Hi. I was scheduled for surgery last week but before I left the office, the doc requested that I get the ultrasound results that I had recently, sent to him so that he could look at them. Well apparently there is a large nodule on the right side of my thyroid, so they decided on a FNB. I have to wait for it to be scheduled but I'm hoping its some time this week as the surgery is next week and I don't want to have to change it.

My question is what is a FNB like? Is it painful? Can I drive and go to work afterwards? I'm really starting to get depressed about this whole thing. I basically have no friends where I live to talk to about this, my husband and I are having issues, work has been stressful, and now this.

TIA for your answers.


----------



## KarenB (Jul 19, 2013)

I was really nervous about the biopsy too.

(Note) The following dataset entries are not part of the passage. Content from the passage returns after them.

PR #831, opened 2025-01-15
Add route to get project templates and merge request templates

Codex04:


NGitLab/Impl/ProjectTemplateType.cs
```diff
@@ -0,0 +1,24 @@
+﻿using System.Runtime.Serialization;
+
+namespace NGitLab.Impl;
+
+public enum ProjectTemplateType
+{
+    [EnumMember(Value = "dockerfiles")]
+    Dockerfiles,
```
ivan-pavlik:
```suggestion
    DockerFiles,
```

NGitLab/Impl/ProjectTemplateType.cs
```diff
@@ -0,0 +1,24 @@
...
+
+    [EnumMember(Value = "gitignores")]
+    Gitignores,
```
ivan-pavlik:
```suggestion
    GitIgnores,
```

NGitLab/Impl/ProjectTemplateType.cs
ivan-pavlik, line 1: Shouldn't this be put into 'Models' subfolder?

NGitLab/Impl/ProjectTemplateType.cs
Codex04: Dockerfile is written in one word. It doesn't make sense to put a capital F.

NGitLab/Impl/ProjectTemplateType.cs
Codex04: Same for Gitignore that is written .gitignore

NGitLab/Impl/ProjectTemplateType.cs
Codex04: I'll do the move

PR #266, opened 2025-02-04
Updated dependency versions with outstanding CSVs

awherr:
When his repo was recently moved from granulate to intel in GitHub. In the processes, IPASS scans were enabled and several CVEs in dependency versions were identified. This PR upgrades the packages with the versions that mitigate these CVEs.


mlim19 (approved):
Looks good to me. Can you explain how you figured out the versions fixing the CVEs?

Issue #3217, opened 2026-08-07
SNMP scheduler ignores pollingInterval for never-succeeding devices — polls them every 60s with no backoff


ToddHebebrand:
## Summary

The SNMP poll scheduler (`processScheduler`, `apps/api/src/jobs/snmpWorker.ts`) selects devices where:

```
lastPolled IS NULL OR lastPolled + pollingInterval <= now
```

`last_polled` is only stamped on a **successful** poll. A device that never succeeds (unreachable, bad credentials, or a payload the pipeline rejects) keeps `last_polled = NULL` forever — so it matches the `IS NULL` branch on **every 60s scheduler tick**, regardless of its configured `polling_interval`.

Net effect: the devices most likely to be broken are polled the hardest — a 300s-interval device that always fails gets polled 5× more often than configured. During the recent production incident, a switch whose poll results could never be persisted was re-polled every 60s indefinitely, hammering the failing path once per minute with no backoff and no cap.

## Fix shape (either, ideally both)

1. Stamp a `last_poll_attempted_at` (or reuse `last_polled` as attempted-at, with a separate `last_success_at`) so the due-check runs off attempts, not successes
2. Failure backoff: after N consecutive failures, multiply the effective interval (capped), and/or auto-deactivate with a visible device status after sustained failure — `last_status` already exists for surfacing this

## Notes

- BullMQ retry config is not the issue — poll jobs run with default 1 attempt; the re-poll pressure comes entirely from the scheduler's due-check
- Whatever marks failures must run even when result processing throws (the incident case was a failure *after* dispatch, in result persistence)

PR #3220, opened 2026-08-07
fix(api): scope snmpWorker DB contexts to DB statements only (#3215)

### LINKED ISSUE #3215: snmpWorker runs Redis fan-out and agent WS dispatch inside an open system DB transaction (#1105 class)
## Summary

`createSnmpWorker` (`apps/api/src/jobs/snmpWorker.ts:69`) wraps the **entire** job body in `runWithSystemDbAccess`, so everything the job does runs inside one open, system-scoped transaction holding a pooled connection:

- `poll-scheduler`: the per-device loop calling `queue.getJob` / `getState` / `remove` / `queue.add` — all Redis round-trips — after the initial `snmp_devices` select
- `poll-device`: the `sendCommandToAgent` WebSocket dispatch and its template/credential prep
- `process-poll-results`: metric parsing plus inserts (this one legitimately needs the context, but not for the parse)

This is the #1105 pattern (non-DB work inside `withDbAccessContext`). Observed in production: the scheduler's own `snmp_devices` select sitting `idle in transaction` for **51 seconds** — the longest single connection hold on the box, worse than the 10s `/sessions/live` holds fixed elsewhere.

## Fix shape

Same as the established #1105 remediation: perform the select, close the context, then do the Redis fan-out / WS dispatch outside it (`runOutsideDbContext` or restructure so the context only spans actual DB statements). `process-poll-results` should open its context only around the insert batch.

## Checklist

- [ ] `poll-scheduler`: enqueue loop outside the DB context
- [ ] `poll-device`: agent dispatch outside the DB context
- [ ] `process-poll-results`: context spans inserts only
- [ ] Remove the temporary Caddy edge-shed for `/api/v1/devices/*/sessions/live` on the production droplets when the related pool fixes deploy (the Caddyfile is not part of the api/web image, so a version bump will not remove it — it must be hand-edited, or `/sessions/live` stays disabled and silently masks the fix)

ToddHebebrand:
## Problem

`createSnmpWorker` wrapped the **entire** job body in `withSystemDbAccessContext`, so every SNMP job held a pooled Postgres connection open in a transaction across work that never touches Postgres — the per-device Redis fan-out, the agent WebSocket dispatch, and metric parsing.

Observed in production: the scheduler's own `snmp_devices` select sitting `idle in transaction` for **51 seconds**, the longest single connection hold on the box. This is the #1105 pattern.

## Fix

The worker handler no longer opens an outer context. Each job type manages its own short-lived one, matching the established remediation in `monitorWorker.ts` / `securityPostureWorker.ts` / `intentOutboxPublisher.ts`:

| Job type | Inside the context | Outside it |
|---|---|---|
| `poll-scheduler` | due-device select | `queue.getJob` / `getState` / `remove` / `add` fan-out |
| `poll-device` | device config + template OIDs + online-agent pick (one context) | `isAgentConnected`, credential decrypt, `sendCommandToAgent` WS write |
| `process-poll-results` | org lookup (ctx 1); metric insert + status stamp (ctx 2, still atomic together) | metric parsing/shaping |

`getSnmpQueue` now builds through `createInstrumentedQueue`, so a future enqueue inside a held context trips the #1105 tripwire instead of silently pinning a connection. Both `enqueueSnmpPollResults` call sites in `agentWs.ts` already wrap in `runOutsideDbContext`, so the tripwire stays quiet on the request path.

## Why the test is shaped the way it is

Reintroducing an outer wrap would be **silent**: `withDbAccessContext` re-entry is a no-op (`if (dbContextStorage.getStore()) return fn()`), so an outer context defeats every inner scope without any error. An identity `fn => fn()` mock can never catch that.

`snmpWorker.dbcontext.test.ts` therefore uses a depth-tracking context mock and asserts the exact enter/exit ordering per job type, e.g.:

```
['ctx:enter','dueSelect@depth1','ctx:exit','enqueue@depth0','enqueue@depth0']
```

plus a dedicated case asserting the handler opens exactly one `ctx:enter` and ends at `enqueue@depth0`.

`createSnmpWorker` is now exported so the test can drive the real processor (mirrors `createSecurityPostureWorker`).

## Verification

- `vitest run src/jobs/snmpWorker.dbcontext.test.ts src/jobs/snmpQueue.test.ts src/routes/agentWs.test.ts` — **109 passed**, single worker.
- No schema/migration/tenancy changes; no cascade or RLS list touched.

`snmpQueue.test.ts` needed `assertOutsideHeldDbContext: vi.fn()` added to its `../db` mock — required by `createInstrumentedQueue`, same one-line change `securityPostureWorker.test.ts` carries.

## ⚠️ Expected merge conflict with #3217

**#3217 is being fixed in parallel and edits the same file** (`apps/api/src/jobs/snmpWorker.ts`, the `processScheduler` due-check / backoff logic). This PR deliberately leaves the due-check SQL **textually identical** and only restructures the context around it, so the conflict should be a small, mechanical resolution in `processScheduler`. Whichever merges second should re-run `src/jobs/snmpWorker.dbcontext.test.ts` after resolving — the depth assertions will catch a resolution that accidentally moves the enqueue loop back inside the context.

## Follow-up for the user — production ops, NOT in this PR

The issue's 4th checklist item is a **production droplet action** and is intentionally not done here:

> Remove the temporary Caddy edge-shed for `/api/v1/devices/*/sessions/live` on the production droplets.

The Caddyfile is not part of the api/web image, so a version bump will **not** remove it — it must be hand-edited on each droplet at deploy time, or `/sessions/live` stays disabled and silently masks this fix.

Closes #3215

### DIFF
--- a/apps/api/src/jobs/snmpQueue.test.ts
+++ b/apps/api/src/jobs/snmpQueue.test.ts
@@ -23,6 +23,9 @@ vi.mock('../db', () => ({
     update: vi.fn(),
   },
   withSystemDbAccessContext: undefined,
+  // #1105 tripwire used by createInstrumentedQueue (the factory getSnmpQueue
+  // now builds through). No-op here — these tests hold no DB context.
+  assertOutsideHeldDbContext: vi.fn(),
 }));
 
 vi.mock('../db/schema', () => ({
--- a/apps/api/src/jobs/snmpWorker.dbcontext.test.ts
+++ b/apps/api/src/jobs/snmpWorker.dbcontext.test.ts
@@ -316,9 +316,15 @@ describe('snmpWorker DB-context scoping (#3215)', () => {
   });
 
   it('the worker handler does not wrap job bodies in an outer context', async () => {
-    // Guard against reintroducing the outer runWithSystemDbAccess: because
-    // withDbAccessContext re-entry is a no-op, an outer wrap would make the
-    // scheduler's enqueues run at depth 1 and never emit a second ctx:enter.
+    // Guard against reintroducing the outer runWithSystemDbAccess.
+    //
+    // Careful about WHY this fails, because prod and this mock differ: in prod
+    // `withDbAccessContext` short-circuits on re-entry, so an outer wrap would
+    // leave one transaction open across the enqueues. This mock does NOT model
+    // that short-circuit — it increments depth unconditionally — so an outer
+    // wrap here shows up as TWO ctx:enter events with the select at depth 2 and
+    // the enqueues at depth 1. Either way the assertions below fail (verified by
+    // mutation), which is what matters; don't read the mock as prod semantics.
     mockDb.select.mockReturnValueOnce(
       selectWhereChain([{ id: 'd1', orgId: 'o1', pollingInterval: 60, lastPolled: null }], 'dueSelect') as never
     );
--- a/apps/api/src/jobs/snmpWorker.dbcontext.test.ts
+++ b/apps/api/src/jobs/snmpWorker.dbcontext.test.ts
@@ -1,0 +1,336 @@
+/**
+ * snmpWorker DB-context scoping (#1105 class, issue #3215).
+ *
+ * The regression these tests lock down: `createSnmpWorker` used to wrap the
+ * ENTIRE job body in `withSystemDbAccessContext`, so the scheduler's Redis
+ * fan-out and the poll-device agent WebSocket dispatch ran while a pooled
+ * Postgres connection sat idle-in-transaction (observed: 51 seconds).
+ *
+ * An identity `fn => fn()` mock of the context helper can never catch that, so
+ * the mock below tracks real enter/exit depth and the tests assert WHICH depth
+ * each DB read, each enqueue and each WS send happened at.
+ */
+import { beforeEach, describe, expect, it, vi } from 'vitest';
+
+const { mockDb, ctxState, queueMock, agentWsMock } = vi.hoisted(() => ({
+  mockDb: {
+    select: vi.fn(),
+    insert: vi.fn(),
+    update: vi.fn(),
+  },
+  // DB-access-context depth + an ordered event log, so a test can prove which
+  // work runs inside a held transaction and which runs after it closes.
+  ctxState: { depth: 0, events: [] as string[] },
+  queueMock: {
+    getJob: vi.fn(async () => null),
+    add: vi.fn(async () => ({ id: 'job-1' })),
+    addBulk: vi.fn(async () => []),
+    getRepeatableJobs: vi.fn(async () => []),
+    removeRepeatableByKey: vi.fn(async () => undefined),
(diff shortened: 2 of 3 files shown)


ToddHebebrand:
**Review run:** `/pr-review-toolkit:review-pr` — code-reviewer + silent-failure-hunter.

**Findings:** 3 raised → all 3 addressed in `15909e6e0`; 0 outstanding.

- code-reviewer: **0 critical, 0 important.** It mutation-tested the new suite (reintroduced the outer `runWithSystemDbAccess` → 7 of 8 tests fail), and confirmed the tripwire assertion is not a vacuous negative. One sub-threshold note: the regression-guard test's rationale comment described prod re-entry short-circuit semantics that the depth-tracking mock deliberately does not model — corrected.
- silent-failure-hunter: **no swallowed throw, no new silent no-op, no partial-write hazard.** Insert + status stamp still share one context. Two findings, both about *future* silence:
  - The `createInstrumentedQueue` comment over-claimed. The tripwire wraps only `Queue.add`/`addBulk`, but `enqueueSnmpPoll` does up to three Redis round-trips before that (`queue.getJob`, then `job.getState`/`job.remove` on the **Job** object, unreachable from a Queue-level factory) and returns without ever calling `add` on the reusable-state dedupe path — the steady state of a busy poll queue. So the tripwire alone would **not** have caught the 51-second hold. Comment now says so and names the depth assertions as the real fence.
  - `PollDispatchInputs` was a flat struct that distinguished "device missing" / "no OIDs" / "no online agent" only by the **order** the caller checked them — reorder the guards and `No OIDs configured` silently becomes `No online agent`, pointing ops at agent connectivity for a template misconfiguration. Now a discriminated union, so the log line derives from the cause.

**Tests:** `vitest run src/jobs src/routes/agentWs.test.ts` — **989 passed**, 1 skipped, single worker. `tsc --noEmit` on `apps/api` clean. Full PR CI green (Test API, Type Check, Integration Tests 1-4/4, Smoke Test all passing; 0 failures).

**Two follow-ups surfaced, both filed as notes rather than changed here:**
1. Pre-existing, out of scope — `processPollDevice` uses two org sources for one dispatch: the template lookup scopes on `device.orgId` (the row) while agent selection scopes on `data.orgId` (the job payload, captured at enqueue time). Identical on `main`, so not a regression, but the dispatch ships decrypted SNMP community strings and v3 auth/priv passwords to whichever agent that second query picks, and the stable `snmp-poll-<deviceId>` jobId means a queued payload can outlive the row state it was built from. Worth its own issue.
2. The `"No OIDs configured"` warning still collapses four causes (no `templateId`; template row missing or invisible under the `isBuiltIn OR orgId` filter; `oids` not an array; genuinely empty) — the middle two are data-integrity errors reported as user misconfiguration. Byte-identical to `main`, left alone to keep this diff scoped.

**Status:** review-clean, CI green, awaiting maintainer merge. Expect a conflict with #3217 in `processScheduler` — see the PR body.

In the end though, there was a little bit of discomfort each time they went in, and a pin prick from the anesthetic, but otherwise I just felt a lot of pressure.

There was some stiffness and that lasted about 3 days, and I had some bruising too. Overall, though, it was much easier than I anticipated.

Hang in there - there are a lot of lovely people on these forums, so if you're feeling a little bit alone through it hang out here.


----------



## StormFinch (Nov 16, 2012)

Welcome to the forums Sheliaflor, you now have lots of friends to talk about this with. :hugs:

Like Karen said, there was some pressure with mine. My endo did it in house and numbed me up good beforehand. It's only a local so driving shouldn't be a problem. Some of us have had bruising afterwards and some haven't, length and amount of tenderness or discomfort varies from person to person. If you have something to do afterwards, like returning to work or school, you might want to bring some tylenol or ibuprofen with you to take when you get done. Some, including myself, have felt like our thyroids were "angry" afterwards, like there was some hormone dump or something, but it doesn't happen with everyone and is livable if kind of disconcerting and bit of a pain to have to deal with.


----------



## joplin1975 (Jul 21, 2011)

I didn't get numbed up. My nodules were large and right under the surface, so they could find them easily.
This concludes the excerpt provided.